Print nothing except the lines of the listing below from the line with "dfahlander: If I" to the line with "Thanks David, that's", each exactly as written, both ends included.

· · · ·

PR #125, opened 2018-11-03
Control.solve(): rename async keyword argument to async_

tkren:
`async` is a reserved keyword starting with python 3.7:
https://docs.python.org/3/whatsnew/3.7.html#summary-release-highlights

This commit introduces a backwards incompatible change in the clingo
python module. The `Control` class method `solve()` now uses the following
keyword argument list:

`solve(self, assumptions, on_model, on_finish, yield_, async_)`

### DIFF
--- a/libpyclingo/pyclingo.cc
+++ b/libpyclingo/pyclingo.cc
@@ -6320,7 +6320,7 @@ active; you must not call any member function during search.)";
         CHECK_BLOCKED("solve");
         Py_XDECREF(stats);
         stats = nullptr;
-        static char const *kwlist[] = {"assumptions", "on_model", "on_statistics", "on_finish", "yield_", "async", nullptr};
+        static char const *kwlist[] = {"assumptions", "on_model", "on_statistics", "on_finish", "yield_", "async_", nullptr};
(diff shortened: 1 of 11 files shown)


libpyclingo/pyclingo.cc
```diff
@@ -6320,7 +6320,7 @@ active; you must not call any member function during search.)";
         CHECK_BLOCKED("solve");
         Py_XDECREF(stats);
         stats = nullptr;
-        static char const *kwlist[] = {"assumptions", "on_model", "on_statistics", "on_finish", "yield_", "async", nullptr};
+        static char const *kwlist[] = {"assumptions", "on_model", "on_statistics", "on_finish", "yield_", "async_", nullptr};
```
rkaminsk:
```suggestion
        static char const *kwlist[] = {"assumptions", "on_model", "on_statistics", "on_finish", "yield_", "async", "async_", nullptr};
```
One could also accept both `async` and `async_` for backward compatibility. But then I also broke the API before...

rkaminsk: I cannot promise a new release by January 2019 but will keep this in mind. Right now there are only the things in the issue tracker I still want to add because some of our systems need them.

rkaminsk:
I implemented the backward compatible option based on your pull request.

PR #126, opened 2018-11-03
controller-async: Read-Eval-Print loop is broken in python3

tkren:
The `input` variable is unassigned whenever accessing `raw_input()` raises a
`NameError`.

This commit uses python's `code` module to implement input parsing.

### DIFF
--- a/examples/clingo/controller-async/controller.py
+++ b/examples/clingo/controller-async/controller.py
@@ -2,6 +2,7 @@
 
 import os
 import readline
+import code
 import atexit
 import signal
 import clingo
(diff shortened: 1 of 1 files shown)


rkaminsk:
Are you sure this is necessary? The `input` function should be available in Python 3. From the docs:
- <https://docs.python.org/3/library/functions.html#input>
- <https://docs.python.org/2/library/functions.html#raw_input>

tkren:
I forgot to mention that I've set the shebang in `controller.py` to `#!/usr/bin/env python3` (`#!/usr/bin/env python` gives `python2` on Debian).

 With this change I get:

     % ./controller.py                                    

     this prompt accepts the following commands:
       solve              - start solving
       exit/EOF           - terminate the solver
       Ctrl-C             - interrupt current search
       less_pigeon_please - select an easy problem
       more_pigeon_please - select a difficult problem

     Traceback (most recent call last):
       File "./controller.py", line 123, in <module>
         ct.run()
       File "./controller.py", line 55, in run
         line = input('> ')
     UnboundLocalError: local variable 'input' referenced before assignment

rkaminsk:
Now I see. It is because of Python's scoping rules. Adding a `global input` before the `try` also fixes the problem. I am going to add a fix for this. There are also other places where this code is used.

PS: You might want to consider to add packages for the clingo python module for different python versions. The python module can be build against against an installed clingo. I added the `CLINGO_USE_LIB` cmake option for this.

rkaminsk:
I decided to fix it a little differently. There is no need to pull in the code module.

Issue #86, opened 2018-02-14
const arguments in the C API


sthiele:
Hi Roland,

I wonder if some function arguments in the C API could be const. For example in
https://github.com/potassco/clingo/blob/1053dee9c920bb0c3029a7f8c78a4b126afba435/libclingo/clingo.h#L549
Getting the size should not change the atoms. 
`bool clingo_symbolic_atoms_size(clingo_symbolic_atoms_t const *atoms, size_t *size)`

Best,
Sven

rkaminsk:
In the whole API I never used const for opaque types. Since symbolic_atoms is an opaque type and has a read-only interface, adding const would add no additional safety here. There are other places where this could make sense. In the end I hope that not too many people are going to use the C-interface directly. And instead use a higher-level language binding.

sthiele:
It would be inform user of the API or a program generating bindings to a higher-level language that this function does not mutate the object.

rkaminsk:
I don't think that there is much gain adding this to a C API. As I said, I would like to leave this to the people implementing higher level API's.

sthiele:
Do you accept a PR? I am working on a idiomatic Rust API. It would safe me work if this would be fixed in the C API because then I don't have to edit the auto generated bindings: https://github.com/sthiele/clingo-rs/commit/bebef2143ebc4541e82db3bb9419b1e0e1cb8939  Also it does no harm.

rkaminsk:
I take PRs. It is just that I don't see the big gain here. The C API as it is, is quite painful to use and so would be a direct binding. To get a nice rust API, you still would have to write some wrappers. The wrappers can then just hold a C pointer and present const/non-const methods.

sthiele:
I did some of the mentioned [changes](https://github.com/sthiele/clingo/commit/835c0fc8289dd1483afa0ae06e27cbb452d67841) in my fork of the 5.3.0 release .
Maybe you have a look at it before I prepare a PR.
For which branch should I make a PR?

rkaminsk:
Please do pull requests against the `wip` branch. Guten Rutsch!

PR #135, opened 2019-01-01
adding const modifiers

sthiele:
as discussed in issue [#86](https://github.com/potassco/clingo/issues/86)


rkaminsk:
I pulled your changes into [stiehle/const-mod](/potassco/clingo/tree/stiehle/const-mod). I'll do some more changes there before merging.

PR #137, opened 2019-02-22
Fixed number mismatches

bartbog:
In some documentation (and tests) the atoms that are claimed to test for
and the atoms that are actually tested for differ. Fixed those.


rkaminsk:
Thanks.

PR #163, opened 2019-07-31
prototypical implementation of add_clause in propagate init

rkaminsk:
Hi @BenKaufmann, I added a function to add clauses while initializing the propagator. Clauses are added while propagators are initialized, i.e., right after calling `clasp_->program()->endProgram()` but before `clasp_->prepare()`. As far as I can see this should be a good point to add constraints. Can you have a quick look whether this is correct?

### DIFF
--- a/app/clingo/tests/lua/add-clause-lua.lp
+++ b/app/clingo/tests/lua/add-clause-lua.lp
@@ -1,0 +1,49 @@
+#script (lua)
+
+require("clingo")
+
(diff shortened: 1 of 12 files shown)


BenKaufmann:
@rkaminsk Looks good to me.

rkaminsk:
Thanks, then I just merge it. I am also planning to do a new release. But I will still wait a couple of weeks to see if everything is working.

PR #167, opened 2019-09-06
Use 0 instead of nullptr for python's tp_print for Python 3.8

morxa:
In Python 3.8, the reserved `tp_print` slot was changed from a function
pointer to a number.  In C, there is no `nullptr`; either a 0 or NULL
casts automatically to both pointers and numbers.

Replace `nullptr` with `0` for `tp_print` to be compatible with Python
3.8.

See the [Fedora BZ](https://bugzilla.redhat.com/show_bug.cgi?id=1743883) for more information.


rkaminsk:
Thanks.

PR #188, opened 2020-01-14
WIP: Expose type annotations in Python API

0x326:
**Work in progress. Help would be appreciated**

## Goal

Expose type annotations via a Python "stub" so that tools like mypy and PyCharm can infer whether appropriate types are passed to clingo's methods. 

## References:

- https://www.python.org/dev/peps/pep-0561/
- https://mypy.readthedocs.io/en/latest/installed_packages.html


rkaminsk:
I just learned that this exists. What I noted before was that the code completion engine I am using already uses type hints in the docstrings for semantic completion. I am using youcompleteme, which uses jedi under the hood. Ideally, it would be possible to generate the `clingo.pyi` file from the docstrings. Otherwise, maintaining this will be cumbersome.

rkaminsk:
Have you stopped working on this? I am not opposed to merging something but it needs to be maintainable. I do not want to maintain signatures in two places. Here is an idea how to generate the clingo.pyi file. Writing the clingo_abc.py file by hand seems okay to me. Otherwise, this also needs to be part of the install target.

```python
import clingo
import types
import sys


def get_sig(entry):
    return entry.__doc__.strip().splitlines()[0]


functions = []
classes = []
modules = []
other = []

for name, entry in sorted(clingo.__dict__.items(), key=lambda x: x[0]):
    if name.startswith("_") and name != "__version__":
        continue
    if isinstance(entry, type):
        classes.append((name, entry))
    elif isinstance(entry, types.BuiltinFunctionType):
        functions.append((name, entry))
    elif isinstance(entry, types.ModuleType):
        modules.append((name, entry))
    else:
        other.append((name, entry))

sys.stdout.write("from typing import *\n")
sys.stdout.write("from clingo_abc import Application, Observer, Propagator\n\n\n")

for name, entry in other:
    if isinstance(entry, clingo.Symbol):
        sys.stdout.write("{}: Symbol\n".format(name))
    elif isinstance(entry, str):
        sys.stdout.write("{}: str\n".format(name))
    else:
        sys.stderr.write("unhandled entry: {}\n".format(name))

sys.stdout.write("\n\n")

for name, entry in functions:
    sys.stdout.write("def {}: ...\n".format(get_sig(entry)))

sys.stdout.write("\n\n")

for name, entry in classes:
    pass  # TODO
```

0x326:
I am totally in favor of making this more maintainable and I'm still interested in updating it so that it can be ready for merging. However, I don't think I'll be able to work on it until the summer, since the academic year keeps me pretty busy

rkaminsk:
Let's see. I might have a look earlier. In principle, I want to make a release in the near future. To fully generate the stub file, I should also add signatures to the docstrings of some classes. For example, for the iterators and sequences.

rkaminsk:
I'll continue developing this in the `feature/mypy` branch. There is also a refined generator for the stub file in `scratch/mypy` now. If everything goes well, this will be part of the next release.

rkaminsk:
Closing this and continuing in the mentioned PR. If you like, you can give this a try. It should already work. There is just one todo left.

PR #252, opened 2020-12-04
Consider creating 5.4.1 release for Python 3.8 support

0x326:
The code base at the `v5.4.0` tag is not compatible with Python 3.8. Ubuntu 20.04 LTS users are on Python 3.8 by default (without a way to downgrade via `apt`), which means they cannot build clingo from source.

However, shortly after v5.4.0 was released, a small patch (13a896b6a762e48c2396e3dc9f2e794020f4e6e8) was made that enabled building for Python 3.8.  

Would it be possible to release the code base at that point as `v5.4.1` so that there is an "official" release downstream users can reference if they need the latest Python support?  To make it easier, I've already replicated the release procedure used in v5.4.0 (unless I've missed something).

**This PR is not intended to be merged**. Instead, amend it as necessary (with `git commit --amend`) then tag it as `v5.4.1`


rkaminsk:
I created a new release.

0x326:
@rkaminsk Thanks!

PR #259, opened 2021-01-14
Add links to changelog

0x326:


rkaminsk:
I'll see what I do about this one and keep it open for now. On the releases page for example github already links to issues without any extra work.

rkaminsk:
I prefer to keep the changes file simpler and not attach all the links.

PR #269, opened 2021-02-20
add single-shot solving option

rkaminsk:
See also potassco/clasp#64.

- [x] add `--single-shot` option to enable some optimization that cannot be applied in the multi-shot case
- [x] raise an error if more than one step is started in single-shot mode
- [x] add unit tests

### DIFF
--- a/libclingo/clingo/clingocontrol.hh
+++ b/libclingo/clingo/clingocontrol.hh
@@ -97,6 +97,7 @@ struct ClingoOptions {
     bool                          wNoOther              = false;
     bool                          rewriteMinimize       = false;
     bool                          keepFacts             = false;
+    bool                          singleShot            = false;
     Foobar                        foobar;
 };
 
@@ -386,7 +387,6 @@ public:
     bool                                                       verbose_               = false;
     bool                                                       parsed                 = false;
     bool                                                       grounded               = false;
-    bool                                                       incremental_           = true;
     bool                                                       configUpdate_          = false;
     bool                                                       initialized_           = false;
     bool                                                       incmode_               = false;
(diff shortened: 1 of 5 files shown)


ssardina:
@rkaminsk question on the `--single-shot` and the Python API: can the option be set via the configuration of the Control? I couldn't find it but maybe I am missing it? 

(sorry I follow-up here just in case somebody else find it)

rkaminsk:
The option has to be set upon creation of the control object. It cannot be set via the dynamic configuration.

ssardina:
wow, thanks for the quick reply!

> The option has to be set upon creation of the control object. It cannot be set via the dynamic configuration.

You mean via the `arguments` option of the `Control` class like this, right?

```python
control = clingo.Control(arguments="--single-shot")
```

That is all good for my own application that creates a `Control`, but I couldn't see how to pass arguments if I use teh  [`Application`](https://potassco.org/clingo/python-api/current/clingo/application.html) framework that comes with Clingo

Presumably the control object is created automatically, so is there any way of passing arguments like `--single-shot`?

rkaminsk:
> wow, thanks for the quick reply!
> 
> > The option has to be set upon creation of the control object. It cannot be set via the dynamic configuration.
> 
> You mean via the `arguments` option of the `Control` class like this, right?
> 
> ```python
> control = clingo.Control(arguments="--single-shot")
> ```
> 
> That is all good for my own application that creates a `Control`, but I couldn't see how to pass arguments if I use teh [`Application`](https://potassco.org/clingo/python-api/current/clingo/application.html) framework that comes with Clingo
> 
> Presumably the control object is created automatically, so is there any way of passing arguments like `--single-shot`?

For the application, it can be passed on the command line as with clingo.

In principle one can also inject it into the options befor calling `clingo_main`. It's a bit hacky, but might suite your purpose:
```python
args = sys.argv[1:]
if not "--single-shot" in args:
    args.append("--single-shot")
clingo_main(App(), args)
```

ssardina:
Ohh, I see... so is `clingo_main()` function the one that creates the `Control` object (and uses `args` as arguments) and passes it to `main`?

Issue #1392, opened 2021-09-19
Are large indexes bad? (and what would be a sane limit?)


Sjoerd82:
I have some fairly wide tables (many attributes), which I use in a variety of (regular/auto-complete) drop down boxes, thus requiring only a few attributes from the whole table (limit/offset is not always an option).

Initially I thought about creating smaller tables with only the required data, but when I thought about it, there probably isn't a real difference in creating and retrieving the same subset of data from an index on the large table.

At this point I'm creating indexes consisting of about 3-6 attributes (40-80 bytes), and fetch only the key using `db.myTable.orderBy('[id+type_id+group_id+name+type_name]')`.

So far performance seems to be good, ±30-40% better vs. toArray() (in a limited test)

I wonder what the impact is on the table size, and if there are any possible negative side-effects on this approach.
So the question is:
- Is it bad to have wide indexes, and what would a sane limit to the number of attributes in an index / or size? Is an index with 10 attributes too long? (I come from a relational db world, no-sql is new to me)
- Can I assume that the size of an index on a table is simply the size of the data in that index? And this goes on top of the already existing data (ie. data is duplicated? or pointers?)
- Are these actually Dexie questions or IndexedDb questions?

For context, the worst-case scenario I can imagine would be a 50,000 rows table with an index of 10 attributes / 200 bytes.

dfahlander:
Sorry for late reply. I wish I could answer these questions but I can only contribute with what I would believe based on my experiences with IndexedDB. If you need hard numbers, it will need to be tested.

IndexedDB works very similar to an SQL database. Especially regarding indexes which are BTree based indexes. The amount of storage used will vary across implementations and fragmentations might make it take up more space than the exact index size just as it would in any other BTree database. I know some other databases (postgres/SQLServer etc) have some limit per index key (2712 bytes in postgres, it seems, 1700 bytes in SQLServer and 3072 for MySQL). IndexedDB has no limit (but I think it should because performance suffer when using 10MB long index keys as some people do). Some people index image data or even movies they store in ArrayBuffers (which might be several megabytes long) (for no reason).

In your case though, it's about 10 small and sane indexes. I would think that as long as your total data that is included in the index, is with margin below the limits of mysql/postgres/SQLServer, they would be ok. But if you want the hard numbers, do some test and measure it using [StorageManager.estimate()](https://developer.mozilla.org/en-US/docs/Web/API/StorageManager/estimate). In case you do this, feel free to share the numbers in this issue!

[...]

PR #1412, opened 2021-10-14
Switch to JS implementation of indexedDB.cmp().

dfahlander:
This one is about 30 times faster than indexedDB.cmp()
+ it removes the global dependency of indexedDB for RangeSet,
used by liveQuery().

Chrome:

| Implementation | Number of iterations | Time taken (string) | Time taken (number) | Time taken (Uint8Array) |
|---|---|---|---|---|
| indexedDB.cmp() | 1_000_000 | 550 ms | 503 ms | 790 ms |
| plain JS version | 1_000_000 | 17.5 ms | 13 ms | 27 ms |
| *factor faster* | | *31* | *39* | *29* |

Firefox:

| Implementation | Number of iterations | Time taken (string) |
|---|---|---|
| indexedDB.cmp() | 1_000_000 | 370 ms |
| plain JS version | 1_000_000 | 50 ms |

Safari:

| Implementation | Number of iterations | Time taken (string) |
|---|---|---|
| indexedDB.cmp() | 1_000_000 | 110 ms |
| plain JS version | 1_000_000 | 22 ms |

Bundle sizes

| Dexie version | Minified | Minified & gzipped |
|---|---|---|
| dexie@3.0.3 | 71.13 kb | 22.1 kb |
| dexie@3.2.0-rc.2 (with liveQuery()) | 78.3 kb | 25.1 kb |
| dexie@3.2.0-... with also JS cmp | 79 kb | 25.3 kb |

### DIFF
--- a/src/dbcore/keyrange.ts
+++ b/src/dbcore/keyrange.ts
@@ -1,12 +1,10 @@
-import { domDeps } from '../classes/dexie/dexie-dom-dependencies';
-import { getMaxKey } from '../functions/quirks';
 import { DBCoreKeyRange, DBCoreRangeType } from '../public/types/dbcore';
 
 export const AnyRange: DBCoreKeyRange = {
   type: DBCoreRangeType.Any,
   lower: -Infinity,
   lowerOpen: false,
-  get upper() { return getMaxKey(domDeps.IDBKeyRange) },
+  upper: [[]],
   upperOpen: false
 }
 
--- a/test/tests-misc.js
+++ b/test/tests-misc.js
@@ -1,6 +1,6 @@
 import Dexie from 'dexie';
 import {module, stop, start, asyncTest, equal, deepEqual, ok} from 'QUnit';
-import {resetDatabase, spawnedTest, promisedTest, supports} from './dexie-unittest-utils';
+import {resetDatabase, spawnedTest, promisedTest, supports, isIE, isEdge} from './dexie-unittest-utils';
 
 const async = Dexie.async;
 
@@ -321,6 +321,11 @@ asyncTest ("#1079 mapToClass", function(){
 });
 
 asyncTest("PR #1108", async ()=>{
+    if (isIE || isEdge) {
+        ok(true, "Disabling this test for IE and legacy Edge");
+        start();
+        return;
+    }
     const origConsoleWarn = console.warn;
     const warnings = [];
     console.warn = function(msg){warnings.push(msg); return origConsoleWarn.apply(this, arguments)};


src/dbcore/dbcore-indexeddb.ts
```diff
@@ -39,12 +39,9 @@ export function getKeyPathAlias(keyPath: null | string | string[]) {
 
 export function createDBCore (
   db: IDBDatabase,
-  indexedDB: IDBFactory,
   IdbKeyRange: typeof IDBKeyRange,
   tmpTrans: IDBTransaction) : DBCore
 {
-  const cmp = indexedDB.cmp.bind(indexedDB);
```
diegocr, line 46: Hello, i was very excited when i first read about those performance improvements, however when taking a look at the code i got some doubts.

- Have to tried to perform those benchmarks without the use of `Function.bind` (?)
- This JS version of cmp seems only faster for small amounts of data, and specially when the data isn't equal from the first few bytes (?)

Check this out:

```js
b1=cryptHelper.getRandomValues(473)
b2=cryptHelper.getRandomValues(473)

a1 = () => indexedDB.cmp(b1,b2)
a2 = () => compareUint8Arrays(b1,b2)
```

```js
> console.time('dd');for(let i = 1e6; i--; a1());console.timeEnd('dd');
< dd: 799.961181640625 ms

> console.time('dd');for(let i = 1e6; i--; a2());console.timeEnd('dd');
< dd: 5.804931640625 ms
```

All good here, with 473bytes of data and not equal.

```js
b2=b1
> console.time('dd');for(let i = 1e6; i--; a1());console.timeEnd('dd');
< dd: 822.533203125 ms

> console.time('dd');for(let i = 1e6; i--; a2());console.timeEnd('dd');
< dd: 702.003173828125 ms
```

Still reasonable here when the data is equal, but...

```js
b1=cryptHelper.getRandomValues(4730)
b2=b1

> console.time('dd');for(let i = 1e6; i--; a1());console.timeEnd('dd');
< dd: 1101.98681640625 ms

> console.time('dd');for(let i = 1e6; i--; a2());console.timeEnd('dd');
< dd: 8124.588134765625 ms
```

Thoughts? Not sure if i did overlooked something, those tests were made under Chrome 96 on Windows.

src/functions/cmp.ts
```diff
@@ -1,18 +1,89 @@
...
+
+export function compareUint8Arrays(
+  a: Uint8Array,
+  b: Uint8Array
+) {
+  const al = a.length;
+  const bl = b.length;
+  const l = al < bl ? al : bl;
+  for (let i = 0; i < l; ++i) {
+    if (a[i] !== b[i]) return a[i] < b[i] ? -1 : 1;
```
diegocr, line 55: ...as a follow up to my previous comment, here's an experiment with `DataView`

```js
function compareUint8Arrays(a,b) {
    const dv1 = new DataView(a.buffer);
    const dv2 = new DataView(b.buffer);
    let idx = 0;
    let bytes = Math.min(dv1.byteLength, dv2.byteLength);
    if (bytes > 4) {
        let len = bytes >> 2;
        while (idx < len) {
            let b1 = dv1.getUint32(idx);
            let b2 = dv2.getUint32(idx);
            if (b1 !== b2) return b1 < b2 ? -1 : 1;
            ++idx;
        }
        bytes -= idx << 2;
    }
    if (bytes > 2) {
        let len = bytes >> 1;
        while (idx < len) {
            let b1 = dv1.getUint16(idx);
            let b2 = dv2.getUint16(idx);
            if (b1 !== b2) return b1 < b2 ? -1 : 1;
            ++idx;
        }
        bytes -= idx << 1;
    }
    while (idx < bytes) {
        let b1 = dv1.getUint8(idx);
        let b2 = dv2.getUint8(idx);
        if (b1 !== b2) return b1 < b2 ? -1 : 1;
        ++idx;
    }
    return dv1.byteLength === dv2.byteLength ? 0 : dv1.byteLength < dv2.byteLength ? -1 : 1;
}
```

```js
b1=cryptHelper.getRandomValues(4730)
b2=b1

> console.time('dd');for(let i = 1e6; i--; a2());console.timeEnd('dd');
< dd: 1382.230224609375 ms
```

... 83% faster with 4KB of data (?) but still slower than `indexedDB.cmp`

dfahlander: If I get it right, the conclusion of all this is that:

* JS based comparison still beats native one by far for numbers and strings (and probably Dates and reasonably short arrays)
* The only situation where we can see native indexedDB.cmp beat the JS based one is when comparing large binaries that have an identical start sequence in their first 500 bytes.
* Binary keys still perform much better with the JS based algorithm than the native one as long as they are reasonably short or have reasonable randomness.

Now, when we are comparing keys, we only do it for indexed keys and properties and these shall not be large anyway (see [#1392](https://github.com/dexie/Dexie.js/issues/1392#issuecomment-927841921)) and there is almost never any good reason to index large binaries. A typical binary index represent either a primary key of maybe 16 (random) bytes, or digests that may be between 8-32 bytes and have the same randomness. There might be other use cases, like indexing paths of tree structures that may be longer, and having identical start sequences, but probably never that large. Indexing binaries larger than say 1500 bytes would create other performance issues anyway because it bloats the BTree in the database - which is the reason that most databases limit the permitted size of BTree indexes to 1700-3500 bytes depending on DB engine.

dfahlander:
See my review comments - real world indexed binary keys are not large and therefore the plain JS version outperforms indexedDB.cmp() by far in most cases anyway. There might be use cases for indexed binary keys up to around 1000 bytes at most but indexing larger binary keys than that is bad practice anyway (See https://github.com/dexie/Dexie.js/issues/1392#issuecomment-927841921). Therefore I don't think it's worth it to optimize the code for the cost of increased bundle size and possible bugs.

diegocr:
Thanks David, that's very helpful information. Also, i was apparently under the wrong impression this comparator was used for more stuff than just keys, so i do fully understand this now and i do agree about using the current JS version as-is.

fwiw, i just took a look at https://github.com/dexie/Dexie.js/search?q=cmp and found the following which you may want to move as well, as they're tied to the `Where` clauses we may get a little performance boost there as well (?)

https://github.com/dexie/Dexie.js/blob/fe682ef24568278c3b31d9d6c93de095d4b77ae8/src/classes/where-clause/where-clause-constructor.ts#L33-L35

https://github.com/dexie/Dexie.js/blob/e865e80a3c05821db40ecc3c64157104d345b11e/src/classes/table/table.ts#L130

Cheers!

dfahlander:
Thanks! Good you saw that. I'll replace them.

PR #1428, opened 2021-11-08
Should use Record as type instead Object

Dumeng:
Refer to the typescript-eslint rule [ban-types](https://github.com/typescript-eslint/typescript-eslint/blob/v4.33.0/packages/eslint-plugin/docs/rules/ban-types.md#default-options). Use `Record<string, unknown>` as type instead of `Object` or `object`.


dfahlander:
Thanks for the PR! It will however conflict with #1424 where this is also adressed. There I'm using template literal types so that object keys needs to be on the model or in a deep structure of the object (for example, passing  `{"address.city": "London"}` is ok if the the model has `{address: { city: string }}`).

PR #1459, opened 2021-12-03
Abortable live query

dfahlander:
Aborts liveQueries if unsubscribing from a liveQuery observable while querier is being executed.

Currently, when a live query is unsubscribed from while the querier is being executed, we let the querier continue it's execution but ignore it's result.

This PR will abort the querier eagerly for the purpose of unloading the db from unnecessary requests.

There might be a risk that aborting ongoing transactions could trigger possible bugs in native indexedDB implementations. Another risk is that there would be unhandled promise rejections when unsubscribing. These things needs to be tested before merging this query.


dfahlander:
Closing this PR as it is a part of #1718 instead and will be merged in that.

· · · ·

Answer for this exercise —
dfahlander: If I get it right, the conclusion of all this is that:

* JS based comparison still beats native one by far for numbers and strings (and probably Dates and reasonably short arrays)
* The only situation where we can see native indexedDB.cmp beat the JS based one is when comparing large binaries that have an identical start sequence in their first 500 bytes.
* Binary keys still perform much better with the JS based algorithm than the native one as long as they are reasonably short or have reasonable randomness.

Now, when we are comparing keys, we only do it for indexed keys and properties and these shall not be large anyway (see [#1392](https://github.com/dexie/Dexie.js/issues/1392#issuecomment-927841921)) and there is almost never any good reason to index large binaries. A typical binary index represent either a primary key of maybe 16 (random) bytes, or digests that may be between 8-32 bytes and have the same randomness. There might be other use cases, like indexing paths of tree structures that may be longer, and having identical start sequences, but probably never that large. Indexing binaries larger than say 1500 bytes would create other performance issues anyway because it bloats the BTree in the database - which is the reason that most databases limit the permitted size of BTree indexes to 1700-3500 bytes depending on DB engine.

dfahlander:
See my review comments - real world indexed binary keys are not large and therefore the plain JS version outperforms indexedDB.cmp() by far in most cases anyway. There might be use cases for indexed binary keys up to around 1000 bytes at most but indexing larger binary keys than that is bad practice anyway (See https://github.com/dexie/Dexie.js/issues/1392#issuecomment-927841921). Therefore I don't think it's worth it to optimize the code for the cost of increased bundle size and possible bugs.

diegocr:
Thanks David, that's very helpful information. Also, i was apparently under the wrong impression this comparator was used for more stuff than just keys, so i do fully understand this now and i do agree about using the current JS version as-is.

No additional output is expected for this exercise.